Outcasts the Podcast Explores What Macanese Identity Means
Macau/ Vibe/ Pop Culture

Outcasts the Podcast Introduces Canto Humour, Macau Identity to the World

Outcasts the Podcast Introduces Canto Humour Macau Identity to the World

Can you find two women who fit the classic third-culture kid stereotype better than Iasmin Lumibao and Fathima Mohamed?

Both born and raised in Macau with matriarchal Filipino roots, Iasmin and Fathima, who have Brazilian and Sri Lankan roots respectively, speak Cantonese, Mandarin, Portuguese, Tagalog, and English—all with an American accent.

The cultural identities of the best friend duo confused nearly everyone outside of Macau, inspiring the pair to educate the world about how multicultural Macau is, what Cantonese culture means, and how to explain Hong Kong and Macau history to a five-year-old with their online chat show, Outcasts the Podcast.

“It’s a village with a city feel,” explains Iasmin of Macau’s vibe on a Zoom call based in New Jersey. “Our parents came as foreign skilled workers,” Fathima says from Florida, “many Filipinos would look for work outside the country and towards Macau for opportunity.”

“We went to local Chinese schools, just two foreigners trying to fit in. We had to be translators for our parents, being forced to learn Cantonese and Portuguese to get them around,” Fathima says.

“I felt that I was more of a foreigner when I left Macau, and people would ask us, where's that (Macau), near Hong Kong? That’s when I felt more Macanese.”

Life in Macau—a city that’s just 50% bigger than Hong Kong Island and home to about 690,000 people— is intimate and close-knit. With Cantonese culture in Macau uniquely similar to Hong Kong and neighbouring Guangdong province, the city shares a connection with its Chinese cousins in identity, language, and nationality.

After studying in Macau during their teenage years, both Macanese women fell in love with American men and travelled west to the States. “We did our own thing and only realised we both lived in America after a long while. We visited each other, and only after a year living in America did we begin the podcast,” says Fathima.

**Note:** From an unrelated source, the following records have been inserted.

Issue #1068, opened 2024-04-17
HTTP Ingester: embedded HTTP logger is throwing non-RFC5424 messages


kris-watts-gravwell:
## What are the steps to reproduce this issue?

1. Fire up HTTP ingester connected to system
2. Enable HTTPS/TLS keys
3. Hit the server with some garbage (causing a TLS error)

## What happens?

Message is emitted in its raw form from the HTTP server/TLS handler that is not well formed

## What were you expecting to happen?

wrap the HTTP server errors in our logger so that messages are always well formed

## Any logs, error output, etc?

```
2024/04/17 19:28:32 server.go:3212: http: TLS handshake error from 7.8.9.0:54342: read tcp 1.2.3.4:443->7.8.9.0:54342: i/o timeout
```

## Any other comments?

We also may not really even WANT the embedded HTTP server messages if we aren't in `INFO` level, its almost always garbage.

## What versions of software are you using?

5.4.7

david-fritz-gravwell:
LGTM

PR #1104, opened 2024-06-05
Issue1068

kris-watts-gravwell:
Added some functions on the logging package so that we can hand back a Handler for the `log/slog` standard library package.  This lets us hand in a standard library logger into the HTTP server and get much better logs out (with level handling).

This PR addresses https://github.com/gravwell/gravwell/issues/1068


kris-watts-gravwell:
I forced a panic in a handler, output is clean now:
Screenshot from 2024-06-05 10-35-17

john-floren-gravwell (approved):

PR #1107, opened 2024-06-07
Add SSOUser field to UserDetails struct

john-floren-gravwell:
This way we can track which users are created/managed via SSO.


david-fritz-gravwell (approved):
LGTM

PR #1108, opened 2024-06-07
[FEAT](N/A): incorpoorate weave output utility 

rflandau:
This PR does not address an issue.

This pull request incorporates the [weave](https://github.com/rflandau/weave) package, written to support [gwcli](https://github.com/rflandau/gwcli), as a Gravwell utility. It is able to consume arbitrary arrays of a struct and translate them into the desired output format (CSV, JSON, lipgloss table), while limiting which columns/fields are printed.


john-floren-gravwell (changes requested):
Can you add copyright notices to the tops of your new source files? Just do it the same way as e.g. the client library. Thanks!

john-floren-gravwell (approved):

PR #1109, opened 2024-06-10
Expose custom endpoint in AWS config for kinesis.

### LINKED ISSUE #1059: Kinesis Ingester: Support for Custom Endpoint
## Who was the customer who requested this feature?

Discord User

## What is the feature to be added?

Support for a Custom Endpoint in the Kineses Ingester.
   (For Private VPC's with no external network access,   AWS provides the ability to create a custom endpoint for services that will allow you to access the AWS service without requiring any connections to outside networks)

Adds support for additional AWS configurations

Adding the functionality available within the AWS SDK will allow for greater support for a variety of AWS  deployment designs.

## Any other comments?

I may have located the SDK function required, but would need someone more familiar with the code to verify.

func [EndpointResolverFromURL](https://github.com/aws/aws-sdk-go-v2/blob/service/kinesis/v1.27.4/service/kinesis/endpoints.go#L56) [¶](https://pkg.go.dev/github.com/aws/aws-sdk-go-v2/service/kinesis#EndpointResolverFromURL) added in v1.1.0

func EndpointResolverFromURL(url [string](https://pkg.go.dev/builtin#string), optFns ...func(*[aws](https://pkg.go.dev/github.com/aws/aws-sdk-go-v2/aws).[Endpoint](https://pkg.go.dev/github.com/aws/aws-sdk-go-v2/aws#Endpoint))) [EndpointResolver](https://pkg.go.dev/github.com/aws/aws-sdk-go-v2/service/kinesis#EndpointResolver)

EndpointResolverFromURL returns an EndpointResolver configured using the provided endpoint url. By default, the resolved endpoint resolver uses the client region as signing region, and the endpoint source is set to EndpointSourceCustom.You can provide functional options to configure endpoint values for the resolved endpoint.

...

david-fritz-gravwell:
Fixes #1059


kris-watts-gravwell (approved):
LGTM

PR #1111, opened 2024-06-12
Tweaks migrate tool to work with Splunk free licenses

john-floren-gravwell:
If the user doesn't set the `Token` parameter on the Splunk config block, we'll assume it's a free license and omit the auth header entirely.

Also adds Insecure-Skip-TLS-Verify on the Splunk config block so we can handle Splunk servers with self-signed certs.


kris-watts-gravwell (approved):
Seems simple enough!

PR #1119, opened 2024-07-09
Add a field to alerts indicating if the events will ingest

john-floren-gravwell:
If IngestBlocked is true, the owner of the alert is not allowed to ingest data (events will not be recorded)


david-fritz-gravwell (approved):
LGTM

PR #1132, opened 2024-07-22
proposed changes to the way the ingest Muxer throws configuration state updates

kris-watts-gravwell:
This PR does a few things around how we throw config blocks on ingesters:

1. Reduce the frequency from every 5 seconds to 30s
2. Allows for up to 5 minutes between throws if nothing has changed
3. Only throw config block if something is worth reporting
4. Aggressively document some gotchas on the ingester config block reporting stuff


john-floren-gravwell (changes requested):
Make a new branch & submit PR to avoid extra commits slipping in

PR #1134, opened 2024-07-22
bring in ingesterstate tweaks to control how and when config blocks are thrown

kris-watts-gravwell:
This PR addresses no specific issue and is for readability and performance only.


david-fritz-gravwell (approved):
LGTM

Issue #1138, opened 2024-07-23
Open Source CLI Client


rflandau:
## Overview

[Link to the current repo](https://github.com/rflandau/gwcli).

This project is to create an open-source, CLI client usable via an interactive TUI or scriptable shell commands.

### Background

The current CLI is unsupported and could do with a makeover. While it has relative feature parity with the web interface, it is unpleasant to use and built on an unstable foundation. On top of this, it is currently closed-source.

Rather than attempt to overhaul and upgrade the current CLI, this project seeks to wholesale replace it.

## Milestones

- [x] 1. Invoking the CLI spawns an interactive, shell-like prompt
- [x] 2. CLI builds a nested command tree with actions as leaves and both local and global flags
- [x] 3. Actions can be invoked interactively or via the user's shell
- [x] 4. Querying and result viewing
- [x] 5. Secure login
- [ ] 6. Actions are built on a boilerplate for easy extension
- [ ] 7. Feature parity with old CLI
- [ ] 8. OPTIONAL: Further Improvements

### Path to Production

gwcli has a stable, extensible framework and a small library of genericized tools for rapidly expanding functionality. The majority of the work these past 12 weeks has been on creating a foundation upon which it is easy to maintain and upgrade Gravwell's CLI client. This foundation is flexible, fast, and simple to modify or extend. Its interactive and non-interactive interfaces are tighlty coupled for unified usage. The primary functionality, querying, is fully implemented and provides a featureful interface with many of the amenities of the web GUI.

For gwcli to be production-ready, it needs to be brought up to feature parity with the current cli client (Milestone 7). This should be primarily supported by the scaffold package, which provides genericized actions for rapidly bolting on new functionality. Milestone 6 can be completed once the edit scaffold is in place. 

Milestone 8 is extra, nice-to-have features, such as query syntax highlighting and *dynamic* tab auto-completion (rather than the semi-static currently available).

### Milestone 1

**Completed**

gwcli has a shell-like interface for interactive use, complete with interactive action invocation, contextual help, tree navigation and presence, command history, and tab auto-completion.

### Milestone 2

**Completed**

gwcli is a [Cobra](cobra.dev) command tree that is self-building, easily extensible, and highly malleable.

A set of global flags is defined on the root node. These are available to every command. Each action can also have local-only flags defined. These flags are usable in interactive and non-interactive mode (see Milestone 3).

### Milestone 3

[...]

PR #1142, opened 2024-07-31
FEAT(#1138): incorporate new cli alpha (gwcli)

rflandau:
This PR does not address an issue. It incorporates the current, alpha version of open source CLI referenced in issue #1138.


john-floren-gravwell:
I suggest we move this out of utils/ and into its own top-level gwcli/ dir

rflandau:
I shifted it up to root. However, it is still its own go project in root, with its own go.mod. This allows it to be built independently, but means the dependencies are not merged. Will that be an issue?

john-floren-gravwell:
I think we can worry about merging go.mod later, if we decide we want that. Kris has some thoughts about organizing the libraries which I'll let him comment on

john-floren-gravwell (approved):

PR #1180, opened 2024-08-19
Add some fields to improve sharing of searches

john-floren-gravwell:
This will allow us to share search results with a list of groups or globally, same as just about everything else in the system.


kris-watts-gravwell (approved):
LGTM

PR #1192, opened 2024-08-21
ignored method on notifications and simplify logic

kris-watts-gravwell:
adding a method and cleaning up the logic so we don't fire on Zero at all


david-fritz-gravwell (approved):
LGTM

PR #1194, opened 2024-08-21
fixing up usage of notifications APIs

kris-watts-gravwell:
we didn't have an admin method to get all notifications and we were wrapping the notifications URL very stupidly.


david-fritz-gravwell (approved):
LGTM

Creating the podcast was natural, Fathima says. With Subtle Cantonese Traits Facebook group catalysing the accessibility of online discourse about Cantonese identity, it is hard not to find Instagram Reels, TikToks, or Facebook videos of Hong Kongers abroad or at home mock and joke about the idiosyncratic Cantonese ways of living and breathing.

“I began the podcast on YouTube and began ranting in a video about weird Cantonese traditions. Iasmin offered herself to guest present with me, and I said yes!”

“We initially only wanted to explore conversations about how we felt like a foreigner here in America and the different culture shocks we had. However, thinking about our Macanese identity, we wanted to create this safe space where third-culture kids can bond and relate.”

On YouTube and through their Instagram, both Fathima and Iasmin chat nostalgia with Hong Kong and Macanese childhood snacks, clever swear words in Cantonese, what’s it like explaining Cantonese identity to a layman, life as third-culture kids, and culture shock as Macanese in the big world.

The pair commented that they found a good reaction from a Cantonese diaspora of second-generation Hong Kongers, largely living in the West, with identity issues of their own.

“We didn't think we would have such a big Cantonese following. We didn't think this language, that we can't even speak it with our family, could find us people that would relate to us. The internet surprised us,” says Fathima.

“Equally, our podcast is a space for Cantonese diaspora kids to learn Cantonese and connect with Macau and Hong Kong away from home,” Iasmin follows up.

As the podcast name details, they are “outcasts wherever we go.”

When asked why anyone should travel to Macau, “food and less walking” than Hong Kong is the answer Fathima shouts out on our Zoom call. “Hong Kong has a lot of food and great things to see, but there’s too much walking. Call me lazy because I am from Macau, even going to Lan Kwai Fong is an uphill battle!”

Iasmin says, “You'll never get lost in Macau. If you come for one or two days, you can see everything and absorb all the food and culture, because there are so many cuisines in one place.”

Beyond visiting Macau, which Iasmin recently did after three years away from home, both podcast hosts want to make the podcast a full-time job. “It’s a place where we want to relate to people that feel out of place all the time, because that's literally how we feel. Our identity crisis is no joke.”